Children of the Street: Anjezika

Boys

“Zanaky Ny Lalana” is a group of street photographers that was brought together about a half year ago with the goal of highlighting the challenges faced by some of Madagascar’s most vulnerable inhabitants.  I don’t exactly have much in the way of street photography credentials, but we were fortunate in that the group’s founder has allowed us to join them anyway.

Fence

One of the group’s current projects is to support Teach for Madagascar, another group of volunteers, which provides in-community schooling to young children in ten different locations throughout Antananarivo.  The teaching is done by volunteers – mostly, but not only, university students – who had to compete to be selected for the opportunity, and received instruction and supplies to help them administer the program.  Over six months, the kids learn reading, but also life skills and other subjects, which will give them a chance to improve their futures.  For most of the children, this program offers the only schooling they will receive.

Attentive

Where possible, the classes are taught in a building provided by the local community – but in many of the sites, the instruction happens in the open air.  The role of the street photographers – many of whom are known throughout Madagascar and beyond – is to document the activities at the different locations and assist Teach for Madagascar in bringing attention to the issue so they can assist even more kids.  The founder of the group told me the project is near to his heart because he too had been a “child of the street” – and it was only through the sacrifices made by his parents to ensure he had a good education that he was able to escape the cycle of poverty.

Pond Panoramic

For our first photo shoot in support of the project, our host took us to the neighborhood of Anjezika. It’s hard to describe this community. We were told that it was once a community of subsistence farmers with rice fields and other crops, and that as the city grew up around them they were gradually closed in, the rice fields are gone, and life has gotten difficult. The community is in a low part of the city, and much of it evokes Venice – not for its scenery, but for the fact that its inhabitants live just a few inches above the water table. Precarious wooden walkways crisscross back and forth and lean in places where some of the supports threaten to give way.

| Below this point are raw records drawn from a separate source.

PR #307530, opened 2026-04-02
Default ignore skills and slash commands for other session types unless when condition specifies chatSessionType

pwang347:
See https://github.com/microsoft/vscode-copilot-chat/pull/4950


src/vs/workbench/contrib/chat/browser/widget/input/editor/chatInputCompletions.ts
pwang347, line 272: already listens to `when`

vijayupadya (approved):

PR #307555, opened 2026-04-03
fix: treat unrecognized @-prefixed text as regular filter in test explorer

### LINKED ISSUE #159708: Test explorer: allow filtering by text containing "@"

- VS Code Version: 1.70
- OS Version: All

Steps to Reproduce:

1. Open a project with tests, ensure one of the tests has "@smoke" in its title
2. Use Filter in the test explorer to filter tests by title
3. Type "@smoke"

Expected: only matching tests are shown
Actual: all the tests are shown

//cc @connor4312

yogeshwaran-c:

Bug fix

When typing text containing `@` in the test explorer filter (e.g., `@smoke` to find a test named "my @smoke test"), the `@`-prefixed text is consumed by the tag/filter-term regex but doesn't match any known filter term (`@failed`, `@doc`, etc.) or tag syntax (`@ctrlId:tagId`). This causes the text to silently disappear from the glob filter, making it impossible to search for tests with `@` in their names.

For example, typing `@smoke` in the filter produces an empty glob list instead of filtering for tests matching "@smoke".

Closes #159708

## What is the new behavior?

Unrecognized `@`-prefixed text that is neither a known filter term nor a tag is now preserved as regular glob filter text. This means:

- `@smoke` → filters for tests matching "@smoke" (previously produced no filter)
- `@smoke @doc hello` → filters for "@smoke hello" with the `@doc` term active (previously only `@doc` was active)
- `!@smoke` → excludes tests matching "@smoke" (previously had no effect)

Known filter terms (`@failed`, `@doc`, `@executed`, `@openedFiles`, `@hidden`) and tag syntax (`@ctrlId:tagId`) continue to work exactly as before.

## Additional context

The fix adds tracking variables (`isFilterTerm`, `isTag`) to determine whether a regex match was actually consumed as a special filter construct. If not, the loop `continue`s without advancing `lastIndex`, so the `@`-prefixed text naturally flows into `globText`.

Three test cases are added covering the plain, mixed, and negated scenarios.

### DIFF
--- a/src/vs/workbench/contrib/testing/common/testExplorerFilterState.ts
+++ b/src/vs/workbench/contrib/testing/common/testExplorerFilterState.ts
@@ -146,12 +146,15 @@ export class TestExplorerFilterState extends Disposable implements ITestExplorer
 			let nextIndex = match.index + match[0].length;
 
 			const tag = match[0];
-			if (allTestFilterTerms.includes(tag as TestFilterTerm)) {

WalkwayAnd this is the dry season.  We were told that during the rainy season, the area’s inhabitants spend virtually all their time moving through waist-deep water to get around.  Surely we foreigners were a strange sight to see walking through their neighborhood, but when we flashed a smile and a “manahaona” we received nothing but smiles in return as people went about their daily business.

Harvest

Much of that “daily business” was all about putting food on the table. Teens used long sticks to push the water lilies that grow everywhere there is any standing water in Antananarivo into clumps where it could be fished out, bundled up and transported by cart to a place where it could be sold for pennies as cattle feed. Others were standing knee-deep in the water with large buckets, throwing the water over a short mud wall that separated two areas of water. We were told they were fishing, which only led to more questions. Fishing??

So the way it apparently works is, enough water from one area (about half an acre) gets transferred to the other area so that the fish can be easily collected. We saw some kids with such fish later on – 5-6 inches long.

Another thing people can do for money is laundry – we were told some of the women do laundry for about 2000 ariary (65 US cents) a day.

Everything centers around the water. Which is used for absolutely everything.

So the “Teach for Madagascar” program provides a little hope for some of these kids. In Anjezika, a small building is made available by the community, and a handful of volunteers come in twice a week for 3 hours each with their bag of supplies. The children are waiting when they arrive, and they quietly filter in, those who have shoes take them off, and they sit on the tarp and wait for their lesson to begin.

Shoes

I was amazed at how quickly they progressed and how well they behaved. Apparently last time they had covered basic vowel sounds. These were reviewed today, and they practiced writing them, sometimes with help of the volunteers, and eventually progressed to combinations of letters – la, na, ni…in six months when the program ends and the next group begins, these kids will be reading.

Studious

The Answer

Instruction

Concentration

Mentor

Behind Bars

At the end of class, each student was given a notebook with prepared homework lessons – which some of them immediately started working on – and they went outside in groups of two and three to get a detailed class on proper hand washing.

Hand Washing

After the session was over, we walked a bit through the neighborhood. Life is hard here, but people were universally friendly to us outsiders.   Apparently Madagascar is not just about lemurs and orchids…

Boy

We stopped in to chat with a few of the local residents.  Our host from Zanaky Ny Lalana is doing research on the community to better understand their needs – and we were invited in to a few homes.  These kids were excited about being photographed, but disappointed when I took a photo with an old analog camera because I couldn’t show them the photo on the screen (I was just disappointed with the photo!)

Children

img103

But through a translator I was able to explain to them the inner workings of the 50-year-old Chinese camera.  I wonder what they thought as I showed them the film roll…

Child

We stopped to visit with this 76-year-old grandmother who grew up and raised 10 kids in Anjezika.